Guests interested in enjoying the beauty of the islands sailed on catamarans around Roatan, Honduras; rode ATVs in the jungles near Cozumel; and visited turtles and stingrays in George Town, Grand Cayman.
Among the most popular excursions with Riviera® guests were those involving culinary experiences. “These sell out quickly because they only accommodate a small group,” Keuler said. Serious foodies tackled the “Mexican Cooking Class & Beach Escape” in Cozumel and the “Hydroponic Farm Tour & Onboard Cooking Class” in Roatan.
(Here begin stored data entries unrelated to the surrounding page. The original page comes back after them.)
Issue #816, opened 2021-06-10
Michelson hasType' doesn't know LSL instruction


rokopt:
# Description

`Juvix.Backends.Michelson.Parameterisation.hasType'` doesn't yet know how to type-check some instructions, at least `LSL` -- see https://github.com/heliaxdev/juvix/issues/814#issue-917706958. 

# Blocks

- #814 

# Depends On

PR #830, opened 2021-06-15
Typecheck more Michelson instructions

rokopt:
Typecheck the Michelson LSL, SHA256, SHA512, NOW, and SET_DELEGATE instructions.

Also fail typechecking of EDIV if the type doesn't match the expected pattern (rather than throwing an "unsupported instruction" in that case).

Add tests for the new typechecking.

This addresses #816 as far as `LSL` specifically is concerned, along with a few other instructions, but there remain more Michelson instructions that aren't typechecked yet.


cwgoes (approved):
utACK

PR #836, opened 2021-06-17
Extra Documentation for HR IR conversion

mariari:


library/Core/src/Juvix/Core/Translate.hs
```diff
@@ -37,6 +37,9 @@ hrToIRWith pats term =
     |> exec pats mempty
     |> fst
 
+-- | @hrToIR'@ transforms an HR term into an IR term. The is achieved
+-- by pushing binder's variables to the stack, then getting the index
```
rokopt, line 46: binder's -> binders'

library/Core/src/Juvix/Core/Translate.hs
```diff
@@ -37,6 +37,9 @@ hrToIRWith pats term =
...
+-- when names occur for the proper De-bruijn index
```
rokopt, line 47: De-bruijn -> de Bruijn

rokopt, line 47: I think this is correct, but could be made more clear by pointing out that `hrToIR'` does the pushing and `hrElimToIR'` does the getting.  Based on the comment, I first looked into `hrToIR'` for where it ever got the index, and I couldn't find where -- it took me a little while to think of reading down, and found that that happens in `hrElimToIR'`'s call to `lookupName`, in its `HR.Var` case.

So I'd emphasize that the two mutually recursive functions split the functionality, analogously to other operations:  `Term`s have their types checked and `Elim`s have their types synthesized, for example; here, `hrToIR'` pushes binders onto the stack (using `withName`) and `hrElimToIR'` turns them into de Bruijn indices (using `lookupName`).

At least, I think that's what's happening :)

library/Core/src/Juvix/Core/Translate.hs
```diff
@@ -66,6 +69,7 @@ hrToIR' = \case
     pure (IR.Let π l b)
   HR.Elim e -> IR.Elim |<< hrElimToIR' e
 
+-- | @hrElimToIR'@ works the same as @hrToIR'@ but for Elims
```
rokopt, line 77: See above -- I'd point out that there is actually an asymmetry here, with `hrToIR'` pushing, and `hrElimToIR'` generating indices.

library/Core/src/Juvix/Core/Translate.hs
```diff
@@ -95,6 +99,10 @@ irToHRWith ::
   HR.Term primTy primVal
 irToHRWith pats t = fst $ exec pats (varsTerm t) $ irToHR' t
 
+-- | @irToHR'@ transforms an IR term into an HR one. works like
+-- @hrToIR'@ but in reverse. Namely we have binders introduce a new
+-- name to the stack, then the free var index, @n@, grabs the @nth@
+-- item in the stack
```
rokopt, line 114: I think I'd prefer the same style as I suggested in comments above -- explain the dual purposes of `irToHR'` and `irElimToHR'`, where the former generates names (using `withFresh`) while the latter looks them up (`getPatToSym`; `lookupIndex`).

library/Core/src/Juvix/Core/Translate.hs
```diff
@@ -126,6 +134,7 @@ irToHR' = \case
       pure (HR.Let π n l b)
   IR.Elim e -> HR.Elim |<< irElimToHR' e
 
+-- | @irElimToHR'@ works the same as @irToHR'@ but for Elims
```
rokopt, line 146: (Analogous comments to above.)

rokopt (approved):

library/Core/src/Juvix/Core/Translate.hs
```diff
@@ -143,7 +151,9 @@ irToHR' = \case
       pure (HR.Let π n l b)
   IR.Elim e -> HR.Elim |<< irElimToHR' e
 
--- | @irElimToHR'@ works the same as @irToHR'@ but for Elims
+-- | @irElimToHR'@ is the @Elim@ form of the algoirthm
+-- @irToHR'@. Namely this is responsible for relating the de bruijn
```
rokopt, line 155: Capitalize "bruijn"

rokopt (approved):

PR #842, opened 2021-06-18
Clean up usage module

andy-morris:
- [x] `Usage.T` now has one name, not three
- [x] fix bug in multiplication (0 × ω should be 0 not ω)
- [ ] come up with a test that actually fails for 0×ω=ω
- [x] make `pred` partial (what is `pred (SNat 0)`? ⊥ currently!!!) and fix uses in michelson backend
  - edit: "make it partial" as in change the return type to `Maybe T` instead of it being the _bad_ kind of partial like now


andy-morris:
replaced by #966

Issue #844, opened 2021-06-18
Pattern Vars in HR IR Conversion are dropped


mariari:
### Description

Issue #809 describes a bug where the global x is found in.

```
sig foo : int Prelude.-> int 
let foo x = x
```

However if we carefully watch this we find

```haskell
printTimeLapse "sig foo : int Prelude.-> int let foo x = x" defMichelson

...
Rec
    { recordContents = T
        { public = fromList
            [
                ( "foo"
                , Def
                    ( D
                        { defUsage = Nothing
                        , defMTy = Just
                            ( "Prelude.->" "int" "int" )
                        , defTerm =
                            ( ":lambda-case" ( ( "x" ) "x" ) )
                        , defPrecedence = Pred Left 9 } ) ) ]
        , private = fromList [] }
    , recordMTy = Nothing
    , recordOpenList = []
    , recordQualifiedMap = map }
Just
    ( CoreDef
        ( RawGFunction
            ( RawFunction
                { rawFunName = "Juvix-User" :| [ "foo" ]
                , rawFunUsage = GOmega
                , rawFunType = Pi' Omega
                    ( Elim' ( Free' ( Global ( "int" :| [] ) ) () ) () )
                    ( Elim' ( Free' ( Global ( "int" :| [] ) ) () ) () ) ()
                , rawFunClauses = RawFunClause
                    { rawClauseTel = []
                    , rawClausePats =
                        [ PVar' 0 () ]
                    , rawClauseBody = Elim'
                        ( Free' ( Global ( "x" :| [] ) ) () ) ()
                    , rawClauseCatchall = False } :| [] } ) ) )
```

We can see that it thinks `x` is a global! However if we look at [Translate](https://github.com/heliaxdev/juvix/blob/develop/library/Core/src/Juvix/Core/Translate.hs), we can see argument patterns are ignored.

Thus we can fix this bug by having `hrToIR` consider the pattern given to it.

### Blocked by
- #810 
  - This starts to substantiate some pattern variables in a generic way 
### See Also
- #809 
- #810

mariari:
Solved by #846

Issue #809, opened 2021-06-09
`Global name "x" :|[] not in scope` error for simple identity function.


systemf-frank:
When defining a simple, non polymorphic identity function, type checking fails:
```ocaml
mod Identity where

open Prelude
open Prelude.Michelson

sig intid : int -> int
let intid x = x

sig main : int -> int
let main = intid
```
Apparently, `x` is recognised as a global, which is incorrect:
```
Elim' (Free' (Global ("Identity" :| ["intid"])) ()) ()
"TypecheckerError Global name "x" :| [] not in scope"
```
Note that there is not global called `x` at all, so it is not an issue of variable shadowing.

Adding an unused polymorphic argument:
```ocaml
sig intid : (x : ty) -> int -> int
let intid _ x = x

sig main : int -> int
let main = intid int
```
gives us the same result:
```
Elim' (App' (Free' (Global ("Identity" :| ["intid"])) ()) (Elim' (Free' (Global ("Prelude" :| ["Michelson","int"])) ()) ()) ()) ()
"TypecheckerError Global name "x" :| [] not in scope"
```

Making the function fully polymorphic, gives us (obviously) the error described in #799.

systemf-frank:
Interestingly, rewriting it with an alias for `intid`:
```ocaml
sig intid : int -> int
let intid x = x

sig intid2 : int -> int
let intid2 = intid

sig main : int -> int
let main = intid2
```
Gives us a new error:
```
"InvalidInputType "Ty (TLambda (Ty TInt :) (Ty TInt :)) :""
```
But I don't think this is related to this.

For clarification, this is without the initial fix in #805. I am not sure if a proper fix for that issue could fix this particular error as well. I am pretty sure the 'not in scope' in the first post is unrelated to #805.

systemf-frank:
The initial program:
```ocaml
sig intid : int -> int
let intid x = x

sig main : int -> int
let main = intid
```
Works fine now. The one with the added polymorphism fail for a reason unrelated to this issue. The code using the `intid2` alias works as well.

This issue can be closed now.

PR #846, opened 2021-06-21
PR Fixing Pattern Variables being dropped, see #844

mariari:
Fixes the bug laid out in #809 where function arguments are being treated as global variables.

#844 is the root cause of this, and this PR serves to fix and create test cases

### DIFF
--- a/library/Core/src/Juvix/Core/Translate.hs
+++ b/library/Core/src/Juvix/Core/Translate.hs
@@ -6,6 +6,7 @@ module Juvix.Core.Translate
     irToHR,
     irToHRWith,
     hrPatternToIR,
+    hrPatternsToIR,
     hrPatternToIRWith,
     irPatternToHR,
     irPatternToHRWith,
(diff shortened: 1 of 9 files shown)


library/Core/src/Juvix/Core/Translate.hs
```diff
@@ -244,12 +259,20 @@ exec pats avoid (M env) =
...
     Env
       { nameSupply = filter (`notElem` avoid) names,
-        nextPatVar = 0,
+        nextPatVar =
+          case PM.lookupMax pats of
+            Nothing -> 0
+            Just (k, _) -> succ k,
         nameStack = [],
         patToSym = pats,
         symToPat = PM.toList pats |> map swap |> HM.fromList
```
Acentelles, line 268: This map inversion can be a handy util function

library/Core/test/Conv.hs
```diff
@@ -48,7 +56,11 @@ hrToirConversion =
               IR.Bound 0
                 `IR.App` IR.Lam (IR.Elim $ IR.Bound 0)
                 `IR.App` IR.Lam (IR.Elim $ IR.Free (IR.Global "x"))
-        )
+        ),
+      shouldConvertHRWith
+        [HR.PVar "a", HR.PVar "hi"]
+        (HR.Elim (HR.Var "a"))
+        (IR.Elim (IR.Free (IR.Pattern 0)))
```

On the latter, guests met with chefs in the elaborate Culinary Center on the ship for an introduction to the Blue Harbor Tropical Arboretum, a 160-acre eco-friendly botanical garden, fruit orchard and hydroponic farm where high-tech methods are used to grow produce without soil. Before returning to the Riviera® for a cooking class, guests learned about the lengthy process for harvesting and processing cashews and harvested heads of lettuce in the hydroponic greenhouse.
That focus on high-quality food and wine continued on the ship, where it was immediately apparent that the recent rash of culinary awards for Oceania Cruises, an upscale line of six medium-size vessels, was well deserved. Under the leadership of Master Chef Jacques Pépin, who serves as the line’s executive culinary director, the ships have expanded their list of alternative restaurants to four on the two larger ships, the Riviera® and the Marina®.
No fee is charged to dine on Italian fare in Toscana (on gorgeous Versace dinner plates); fine steaks and chops (and key lime pie!) in Polo Grill; bold Asian-fusion cuisine in Red Ginger (sea bass wrapped in a banana leaf secured by tiny wooden clothespins); and French country cuisine at Jacques.